Human cutaneous microdialysis approaches for assessing nitric oxide (NO)-dependent blood flow include local heating (LH) of the skin until a plateau is reached, followed by infusion of a NO synthase inhibitor such as -nitro-l-arginine methyl ester (l-NAME); however, varied methods of quantifying and expressing NO-dependent vasodilation can obfuscate data interpretation and reproducibility. We retrospectively assessed NO-dependent vasodilation during LH to 39°C or 42°C, calculated as the ) absolute contribution of the NO-dependent component (along with baseline and the non-NO-dependent component) to the total cutaneous vascular conductance (CVC) response to LH, normalized to maximal CVC (%CVC); ) difference in %CVC (Δ%CVC) between the LH plateau and post-NO synthase inhibition (l-NAME plateau; Δ%CVC = LH plateau - l-NAME plateau); ) percentage of the LH plateau attributable to Δ%CVC (%plateau = Δ%CVC/LH plateau × 100); and ) %plateau when correcting for baseline. The LH plateaus during 39°C and 42°C were 48 ± 17%CVC (9 ± 5% baseline; 2 ± 4% non-NO dependent; 36 ± 15% NO dependent) and 88 ± 10%CVC (15 ± 8% baseline; 9 ± 10% non-NO dependent; 64 ± 13% NO dependent), respectively. The absolute contributions of the non-NO-dependent and NO-dependent components of the response ( < 0.0001) and the Δ%CVC (66 ± 14 vs. 38 ± 15%) were greater during 42°C compared with 39°C (all ≤ 0.02); however, there were no differences between the two protocols in %plateau (75 ± 13 vs. 80 ± 10%; = 0.57) or %plateau (88 ± 14 vs. 95 ± 8%; = 0.31). For both protocols, the values were greater for %plateau versus Δ%CVC and %plateau ( ≤ 0.0001), and for %plateau versus Δ%CVC ( ≤ 0.05). Quantification of NO-dependent skin vasodilation responses to LH is dependent upon the mathematical approach and verbal description, which can meaningfully impact data interpretation and reproducibility. Local heating protocols are commonly used in conjunction with intradermal microdialysis for assessing nitric oxide (NO)-dependent microvascular function in humans, but various methods used to quantify and describe NO-dependent vasodilation may impact data interpretation. We compared four approaches for quantifying NO-dependent cutaneous vasodilation during local heating at 39°C and 42°C. We identify discrepancies in calculated NO-dependent dilation responses that are dependent upon the mathematical approach and meaningfully impact data interpretation and reproducibility.

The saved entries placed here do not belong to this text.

PR #289, opened 2017-03-06
Modified `AxisTitle` to use attribute transform instead of css transform

### LINKED ISSUE #286: [AxisTitle] Axis titles in Microsoft Edge are incorrectly positioned
[Currently CSS transforms are not supported on SVG elements by Microsoft Edge](https://docs.microsoft.com/en-us/microsoft-edge/dev-guide/graphics/svg) which causes an issue with the positioning of the `AxisTitle` component.

The fix I'm suggesting is to take the transform out of the [`style` attribute](https://github.com/uber/react-vis/blob/master/src/plot/axis/axis-title.js#L62) and instead use a `tranform` attribute directly on that group.

Will whip up a quick PR if you're happy with this approach!

samhogg:
Fixes #286

### DIFF
--- a/src/plot/axis/axis-title.js
+++ b/src/plot/axis/axis-title.js
@@ -22,6 +22,8 @@ import React from 'react';
 
 import {ORIENTATION} from 'utils/axis-utils';
 
+// Assuming that 16px = 1em
+const ADJUSTMENT_FOR_TEXT_SIZE = 16;
 const {LEFT, RIGHT, TOP, BOTTOM} = ORIENTATION;
 
 /**
@@ -32,20 +34,20 @@ const {LEFT, RIGHT, TOP, BOTTOM} = ORIENTATION;
  */
 const transformation = (width, height) => ({
   [LEFT]: {
-    x: 16,
+    x: ADJUSTMENT_FOR_TEXT_SIZE,
     y: 0,
     rotation: -90,
     textAnchor: 'end'
   },
   [RIGHT]: {
-    x: -8,
+    x: ADJUSTMENT_FOR_TEXT_SIZE * -0.5,
     y: height,
     rotation: -90,
     textAnchor: 'start'
   },
   [TOP]: {
     x: 0,
-    y: 16,
+    y: ADJUSTMENT_FOR_TEXT_SIZE,
     rotation: 0,
     textAnchor: 'start'
   },
--- a/src/plot/axis/axis-title.js
+++ b/src/plot/axis/axis-title.js
@@ -23,29 +23,36 @@ import React from 'react';
 import {ORIENTATION} from 'utils/axis-utils';
 
 const {LEFT, RIGHT, TOP, BOTTOM} = ORIENTATION;
+
+/**
+ * Compute transformations, keyed by orientation
+ * @param {number} width - width of axis
+ * @param {number} height - height of axis
+ * @returns {Object} Object of transformations, keyed by orientation
+ */
 const transformation = (width, height) => ({
   [LEFT]: {
     x: 16,
     y: 0,
-    rotation: '-90',
+    rotation: -90,
     textAnchor: 'end'
   },
   [RIGHT]: {
     x: -8,
     y: height,
-    rotation: '-90',
+    rotation: -90,
     textAnchor: 'start'
   },
   [TOP]: {
     x: 0,
-    y: 12,
-    rotation: '0',
+    y: 16,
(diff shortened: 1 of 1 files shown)


mcnuttandrew:
Hey @samhogg,

You changes are super reasonable! That said, I think the axis-title component is kind of a mess, would you mind if I redid this PR to bring it into a more modern style (in addition to addressing your changes)?

samhogg:
@mcnuttandrew yeah I was thinking of a bigger refactor but just wanted to solve the issue at hand - no problems from my end if you want to do that!

src/plot/axis/axis-title.js
```diff
@@ -36,30 +36,23 @@ const propTypes = {
...
-      transform: `translate(${width}px, -6px)`,
-      textAnchor: 'end'
-    };
+    transform = `translate(${width}px, -6px)`;
+    textAnchor = 'end';
   } else {
-    style = {
-      transform: 'translate(0px, 1em)'
-    };
+    transform = 'translate(0px, 1em)';
```
mcnuttandrew: does this work on edge? my understanding of svg transforms was that was done in unitless values? I'm fiddling around with my own version and this technique throws a lot of errors

samhogg: Oops, good catch. I had it unitless, obviously forgot to save or something.

samhogg: (made a best guess at pixel count, not sure what the best approach is though)

mcnuttandrew:
Any word on this guy?

samhogg:
@mcnuttandrew - oops, realized I didn't push - did you still want to redo this entirely though, as per your comment above?

samhogg:
@mcnuttandrew not sure what you had in mind in terms of modernizing, but I've had a go at a quick refactor to get rid of all the if statements, figured a map of options was probably better.

samhogg:
@mcnuttandrew can you take another look at this one, please?

mcnuttandrew:
Looks like there are some problems with this commit, here's the expected behavior
screen shot 2017-03-30 at 9 45 22 am

and here's the behavior from this pr
screen shot 2017-03-30 at 9 45 02 am

samhogg:
Hmmmmm, I'll do some digging and get back to you

samhogg:
@mcnuttandrew fixed in latest commit, silly typo 😬

src/plot/axis/axis-title.js
```diff
@@ -23,6 +23,32 @@ import React from 'react';
 import {ORIENTATION} from 'utils/axis-utils';
 
 const {LEFT, RIGHT, TOP, BOTTOM} = ORIENTATION;
+const transformation = (width, height) => ({
```
mcnuttandrew: jsdoc?

src/plot/axis/axis-title.js
```diff
@@ -23,6 +23,32 @@ import React from 'react';
...
+  [LEFT]: {
+    x: 16,
```
mcnuttandrew: magic numbers?

src/plot/axis/axis-title.js
samhogg: Sure thing.

src/plot/axis/axis-title.js
samhogg: Essentially, yes - I just converted the em values given to an approximation in pixels (assuming 1em === 16px)

Just realised that I messed up the top y coordinate though, should be 16, will fix that. Will also change the rotations to number values, they're strings as a remnant of the CSS syntax having the `deg` suffix.

mcnuttandrew: I hear that, i think we will most likely run into some collision (eg users trying to manipulate distances using em) later around this kind of hard constant setting, but i this is alright for now. What i am suggesting with this nit is that you pulled these numbers up to the top of the file as constants, so it is explicitly clear why they are set this way

samhogg: Ok, so I'm not entirely clear on your suggested fix, should I pull out the assumed base `em`  as a constant and multiply that?

mcnuttandrew: no what i'm saying is add a constant on line 24

const ADJUSTMENT_FOR_TEXT_SIZE = 16;

and then use that in your transformation function

samhogg: Ok, cool - done.

samhogg:
Thanks!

人体皮肤微透析方法评估一氧化氮(NO)依赖性血流包括局部加热(LH)皮肤,直到达到平台,然后输注一氧化氮合酶抑制剂,如 -硝基-L-精氨酸甲酯(L-NAME); 然而,量化和表达 NO 依赖性血管舒张的方法各不相同可能会混淆数据解释和可重复性。我们回顾性评估了 LH 至 39°C 或 42°C 时的 NO 依赖性血管舒张,计算为绝对贡献的 NO 依赖性成分(与基线和非 NO 依赖性成分)对 LH 反应的皮肤血管传导率(CVC),归一化为最大 CVC(%CVC); )LH 平台和 NO 合酶抑制后(L-NAME 平台)之间的 %CVC 差异(Δ%CVC); )LH 平台归因于 Δ%CVC 的百分比(%plateau = Δ%CVC/LH 平台×100); 和)基线校正后的 %plateau。39°C 和 42°C 时的 LH 平台分别为 48 ± 17% CVC(9 ± 5% 基线; 2 ± 4% 非 NO 依赖性; 36 ± 15% NO 依赖性)和 88 ± 10% CVC(15 ± 8% 基线; 9 ± 10% 非 NO 依赖性; 64 ± 13% NO 依赖性)。响应的非 NO 依赖性和 NO 依赖性成分的绝对贡献(<0.0001)和 Δ%CVC(66 ± 14 对 38 ± 15%)在 42°C 时大于 39°C(均 <0.02); 然而,两种方案之间的 %plateau 没有差异(75 ± 13 对 80 ± 10%; = 0.57)或 %plateau(88 ± 14 对 95 ± 8%; = 0.31)。对于两种方案,%plateau 与 Δ%CVC 和 %plateau 的值均大于(<0.0001),而 %plateau 与 Δ%CVC 的值均大于(<0.05)。NO 依赖性皮肤血管舒张反应的量化取决于数学方法和描述,这可能会对数据解释和可重复性产生重大影响。局部加热方案常用于结合皮内微透析评估人类一氧化氮(NO)依赖性微血管功能,但用于量化和描述 NO 依赖性血管舒张的各种方法可能会影响数据解释。我们比较了在 39°C 和 42°C 时局部加热期间量化 NO 依赖性皮肤血管舒张的四种方法。我们发现计算出的 NO 依赖性扩张反应存在差异,这取决于数学方法,并对数据解释和可重复性产生重大影响。